**Task to complete**. Word for word, transcribe all of the records.
********************
PR #1108, opened 2022-04-09
Introduce `DeprecatedComponents` rubocop rule to automatically lint against deprecated component

khiga8:
## What

This introduces a rubocop cop called `DeprecatedComponents` to notify consumers when they are using a deprecated component.

Similar to [DeprecatedInPrimer](https://github.com/github/github/blob/master/.erb-linters/deprecated_in_primer_counter.rb) (Staff-only link), we can make use of the `statuses.json` file to dynamically determine which components have been deprecated. 

We can keep a mapping of alternative components to render, if there are any to customize the message. Even when there are no alternative components, the value should be set. That allows us to have a validation that reminds people to update the map.

## Why

I noticed that there were deprecated components being newly used in dotcom which we DON'T want.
********************
**Task answer**.
PR #1108, opened 2022-04-09
Introduce `DeprecatedComponents` rubocop rule to automatically lint against deprecated component

khiga8:
## What

This introduces a rubocop cop called `DeprecatedComponents` to notify consumers when they are using a deprecated component.

Similar to [DeprecatedInPrimer](https://github.com/github/github/blob/master/.erb-linters/deprecated_in_primer_counter.rb) (Staff-only link), we can make use of the `statuses.json` file to dynamically determine which components have been deprecated. 

We can keep a mapping of alternative components to render, if there are any to customize the message. Even when there are no alternative components, the value should be set. That allows us to have a validation that reminds people to update the map.

## Why

I noticed that there were deprecated components being newly used in dotcom which we DON'T want.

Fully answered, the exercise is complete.